The IMF’s recommendation comes amidst Nigeria’s struggle with record-high inflation and economic challenges exacerbated by the COVID-19 pandemic.

The report highlights the inefficiency and ineffectiveness of subsidies, noting that they are costly and poorly targeted.

According to the IMF, higher-income groups tend to benefit more from these subsidies, resulting in a misallocation of resources.
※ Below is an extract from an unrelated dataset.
PR #14370, opened 2025-04-04
feat(webdriverio): introduce page object

christian-bromann:
## Proposed changes

An important concept within WebDriver Bidi is the idea of individual context ids that allows to call a certain action on different browser windows or tabs. In WebDriver Classic a command was only executable on the current active tab/window. WebDriver Bidi supports more freedom and makes handling different tabs much easier.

With pump prices and electricity tariffs currently below cost-recovery levels, subsidy costs are projected to increase significantly, reaching up to three percent of the gross domestic product (GDP) in 2024.

The IMF suggests that once Nigeria’s social protection schemes are enhanced and inflation is brought under control, subsidies should be phased out.

The government’s social intervention scheme, developed with support from the World Bank, aims to provide targeted support to vulnerable households, potentially benefiting around 15 million households or 60 million Nigerians.

However, concerns persist regarding the removal of subsidies, particularly in light of the recent announcement of an increase in electricity tariffs by the Nigerian Electricity Regulatory Commission (NERC).

While the government has taken steps to reduce subsidies, including the removal of the costly petrol subsidy, there are lingering challenges in fully implementing these reforms.

Nigeria’s fiscal deficit is projected to be higher than anticipated, according to the IMF staff’s analysis.

The persistence of fuel and electricity subsidies is expected to contribute to this fiscal imbalance, along with lower oil and gas revenue projections and higher interest costs.